-- Records follows --

PR #255, opened 2021-10-17
Disable turbo when config is "never"

fpoli:
I suspect that this is a copy-paste error.


AdnanHodzic:
Great catch! Thank you for your contribution @fpoli

PR #259, opened 2021-10-17
install service file to proper location; enable and start service

aroundthfur:
The systemd unit file was not deployed to the right location.
Adding 2 new functions to deploy the unit file and to enable and start the service.

Also added cleanup for the unit file.


AdnanHodzic:
Good stuff, thank you for your contribution @aroundthfur!

PR #263, opened 2021-10-17
WIP: Implement python virtual environment 

aroundthfur:
* added venv instead of using system env pip
  * adjusted the unit file to startup the app from the venv
  * created a wrapper script to call the app from the venv
  * extended cleanup for venv and additional scripts
  * refactored the is_running() function to find the process now that it
    is called from a venv

I tested this on Fedora 35. It worked fine (TM).
Please test on other platforms before merging. I am especially not sure how this change reflects on SNAP and other packaging systems.

### DIFF
--- a/auto-cpufreq-installer
+++ b/auto-cpufreq-installer
@@ -35,6 +35,7 @@ function setup_venv {
     python3 -m venv "${venv_dir}"
 
     source "${venv_dir}/bin/activate"
+    python3 -m pip install --upgrade pip
     python3 -m pip install -r requirements.txt
 }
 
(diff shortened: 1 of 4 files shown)


bobslept:
Could it be that power-profiles-daemon had something to do with it at the time of testing this?

bobslept:
What would be the correct way of doing this. Merge his branch from the fork locally, work on it and push it as new PR and mention this PR in the new one? 

I can do it like that if you want. Not sure if it is the right way.

AdnanHodzic:
> What would be the correct way of doing this. Merge his branch from the fork locally, work on it and push it as new PR and mention this PR in the new one?
> 
> I can do it like that if you want. Not sure if it is the right way.

Please do this. As I also got @aroundthfur consent to do this (make new PR on top of his changes) in the end I'll just credit you both.

AdnanHodzic:

PR #269, opened 2021-10-24
Minor fixes for Void Linux

### LINKED ISSUE #265: [BUG] A few concern and errors in Void Linux.
https://github.com/AdnanHodzic/auto-cpufreq/blob/893ed43bdfc414d4116c9b51dd4e03504fad2959/auto-cpufreq-installer#L133

`-Sy` option should be enough for syncing the repositories and yes (no-confirm). That `-u` parameter buggs me, to update whole system while installing the package.

Animeshz:
Closes #265. (summary: commit msg).

Edit: `bluez` package provides bluetooth access using traditional `bluetoothctl` and installs the `/etc/bluetooth/main.conf` file, which is not present in the base installation. So did a check if it is present, and try to change if its present.

### DIFF
--- a/auto-cpufreq-installer
+++ b/auto-cpufreq-installer
@@ -130,7 +130,7 @@ elif [ -f /etc/os-release ];then
 		;;
 	void)
 		detected_distro "Void Linux"
-    		xbps-install -Suy python3 python3-pip python3-devel python3-setuptools base-devel dmidecode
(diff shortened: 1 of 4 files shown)


AdnanHodzic:
Hi @Animeshz, sorry for such delayed reply. Changes LGTM and thank you for your contribution!

Issue #234, opened 2021-08-19
Always reads battery state as discharging, thus stuck on "powersave" governor on Lenovo laptop


AmitGolden:
###  Problem:
I'm using auto-cpufreq on a Lenovo ideapad 330s.
My laptop is charged, and full, but auto-cpufreq stays on "powersave" governor.
I updated my BIOS recently.
My battery state:
```text
$ cat /sys/class/power_supply/BAT0/status
Full
```
---

### System information:
```text
-------------------------------------------------------------------------------

Linux distro: Arch Linux rolling n/a
Linux kernel: 5.13.10-zen1-1-zen
Processor: Intel(R) Core(TM) i5-8250U CPU @ 1.60GHz
Cores: 8
Architecture: x86_64
Driver: intel_pstate

------------------------------ Current CPU stats ------------------------------

CPU max frequency: 1600 MHz
CPU min frequency: 400 MHz

Core	Usage	Temperature	Frequency
CPU0:	13.0%     50 °C      752 MHz
CPU1:	11.0%     49 °C      771 MHz
CPU2:	10.0%     48 °C     1800 MHz
CPU3:	12.7%     48 °C     1800 MHz
CPU4:	 6.9%     50 °C     1800 MHz
CPU5:	 9.0%     49 °C     1800 MHz
CPU6:	 6.0%     48 °C     1800 MHz
CPU7:	 9.1%     48 °C      777 MHz

auto-cpufreq version:
Version         : 1.6.4.r225.3807d6d-1

Python: 3.9.6
psutil package: 5.8.0
platform package: 1.0.8
click package: 8.0.1
distro package 1.5.0

Computer type: Notebook
Battery is: discharging

auto-cpufreq system resource consumption:
cpu usage: 0.0 %
memory use: 0.21 %

Total CPU usage: 9.8 %
Total system load: 1.74
Average temp. of all cores: 48.75 °C 

Currently using: powersave governor
Currently turbo boost is: off

-------------------------------------------------------------------------------
```
---

stepan-neretin7:
Same bug

Haptein:
grep . /sys/class/power_supply/A*/online
ls /sys/class/power_supply/

What's the output of these when that happens? I kinda already know the fix but I'm curious about what your ac adapter state is.

AmitGolden:
`$ ls /sys/class/power_supply/
BAT0`
[...]

PR #274, opened 2021-11-09
On laptops and notebooks, check if charging via BAT* status

AmitGolden:
Hi,
For some time now auto-cpufreq got stuck on the powersave governor for me.
This happens because Linux does not recognize my power adapter for some reason, thus using `grep . /sys/class/power_supply/A*/online` doesn't work for me.

I discussed this further in #234.

So, I changed `charging()` to read from `/sys/class/power_supply/BAT*/status` instead, which will greatly improve my experience.

### DIFF
--- a/auto_cpufreq/core.py
+++ b/auto_cpufreq/core.py
@@ -168,10 +168,10 @@ def charging():
 
     computer_type = getoutput("dmidecode --string chassis-type")
     if computer_type in ["Notebook", "Laptop", "Convertible", "Portable"]:
-        # AC adapter states: 0, 1, unknown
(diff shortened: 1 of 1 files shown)


AdnanHodzic:
LGTM! Thank you your contribution and for chasing this one, much appreciated!

MSCHELAK:
I have same issu and I have lenovo laptop

MSCHELAK:
It happen becose conservation_mode

AdnanHodzic:
@MSCHELAK can we please keep the discuss for problems that arose from this in #281? Thanks

PR #582, opened 2023-10-13
refactor(flake): improve usage

isabelroses:
changes:
- allow for different system architectures
- separate dev deps into separate file
- gui now functions properly when installing though flake

### DIFF
--- a/flake.nix
+++ b/flake.nix
@@ -1,21 +1,20 @@
 {
-    inputs = {
-        nixpkgs.url = "github:NixOS/nixpkgs/nixpkgs-unstable";
-    };
+  inputs = {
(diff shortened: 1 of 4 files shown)


shadeyg56:
Hi, I am the original author of the flake. I just started using Nix about 2 months ago so my Nix writing skills are not the greatest haha so I appreciate this

I hadn't noticed the GUI wasn't working since I had the files I needed in `/usr/local` from messing around with `auto-cpufreq` before having the flake so thanks for catching that!

I did push a few changes. I removed darwin from being a build system because `auto-cpufreq` only supports the Linux kernel. Also the icon still wasn't working in the about dialog so I added that to the substitute as well.

The module was still using `x86_64-linux` so I updated it to inherit the system.

Thanks for your contribution and you'll receive credit in the next release!

PR #587, opened 2023-10-25
Feature: Allow GUI to detect available update and install it

shadeyg56:
20231025_15h35m12s_grim

I brought this up in the Discord and started working on it. 

Changes
- renamed `verify_update` to `check_for_update` and will now return True if an update was found
- GUI will prompt for an update if `check_for_update()` returns True
- Calls `auto-cpufreq --update` in the background

In order to test this, you need to edit the version to something less than 2.0.0 in `pyproject.toml` and reinstall or update what the version function returns in `core.py`


AdnanHodzic:
Code LGTM, and I've verified that it works as expected. Amazing work and as always thank you for your contribution!

PR #606, opened 2023-11-22
update README to match changes to the AUR package

MusicalArtist12:
Note the inclusion of my username - i'm unsure of this specific aspect. Also take note of the request to leave an issue on this repo - the only other method for me to know if something is wrong is through AUR comments. 

I moved the Gnome Power Profiles Daemon issue from `#Troubleshooting` to the `###AUR package` as this made more sense to me. it is also baked into the arch installer. 

I also made note of when both AUR repos where last updated- I don't have control over the git repo so its worth mentioning the difference. FWIW its also marked as out of date on the AUR and was last updated last year.

### DIFF
--- a/README.md
+++ b/README.md
@@ -122,12 +122,20 @@ sudo snap install auto-cpufreq
 
 ### AUR package (Arch/Manjaro Linux)
 
-*The AUR packages below are often unmaintained & have issues*! Unless you see evidence of good recent maintenance, use the [auto-cpufreq-installer](#auto-cpufreq-installer) instead as otherwise you'll run into errors (e.g., [#471](https://github.com/AdnanHodzic/auto-cpufreq/issues/471)). If you still choose to install via AUR, see the [Troubleshooting](#aur) section for solved known issues.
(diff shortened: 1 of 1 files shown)


AdnanHodzic:
> Note the inclusion of my username

I think this is good, even preferable as if anyone has any questions they can reach out directly to you, either in Discussion/Issues section or Discord server. 

> I moved the Gnome Power Profiles Daemon issue from #Troubleshooting to the ###AUR package as this made more sense to me. it is also baked into the arch installer.

Ack, just be aware this will also be mentioned here:

> 1: power_helper.py script (Snap package install only)
When installing auto-cpufreq via [auto-cpufreq-installer](https://github.com/AdnanHodzic/auto-cpufreq/blob/9c5701eeca3cc7986058241fb16ece3ed1187fa2/README.md#auto-cpufreq-installer), if it detects the [GNOME Power Profiles service](https://twitter.com/fooctrl/status/1467469508373884933) is running, it will automatically disable it. Otherwise, that daemon will cause conflicts and various other performance issues.

> I also made note of when both AUR repos where last updated- I don't have control over the git repo so its worth mentioning the difference. FWIW its also marked as out of date on the AUR and was last updated last year.

Ack, LGTM! 

Thank you for your contribution, I'll update the [v2.1.0 release ](https://github.com/AdnanHodzic/auto-cpufreq/releases) and add you there, instead of making a new v2.1.1.

PR #609, opened 2023-11-25
nix: bump version to 2.1.0 and update lock file

shadeyg56:
Simple enough, just updating the version in the nix package to the newest and went ahead and updated the lock file while I was at it

### DIFF
--- a/flake.lock
+++ b/flake.lock
@@ -2,11 +2,11 @@
   "nodes": {
     "nixpkgs": {
       "locked": {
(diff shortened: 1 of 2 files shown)


AdnanHodzic:
It would be great if version could be picked up as it is for [snap package](https://github.com/AdnanHodzic/auto-cpufreq/blob/master/snap/snapcraft.yaml#L34), this way we only need to update one file and it's propagated for all packages ...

-- Records concluded --

Action item: Which lines in the data above contain "branch"? Show each one.

Task response:
What would be the correct way of doing this. Merge his branch from the fork locally, work on it and push it as new PR and mention this PR in the new one? 
> What would be the correct way of doing this. Merge his branch from the fork locally, work on it and push it as new PR and mention this PR in the new one?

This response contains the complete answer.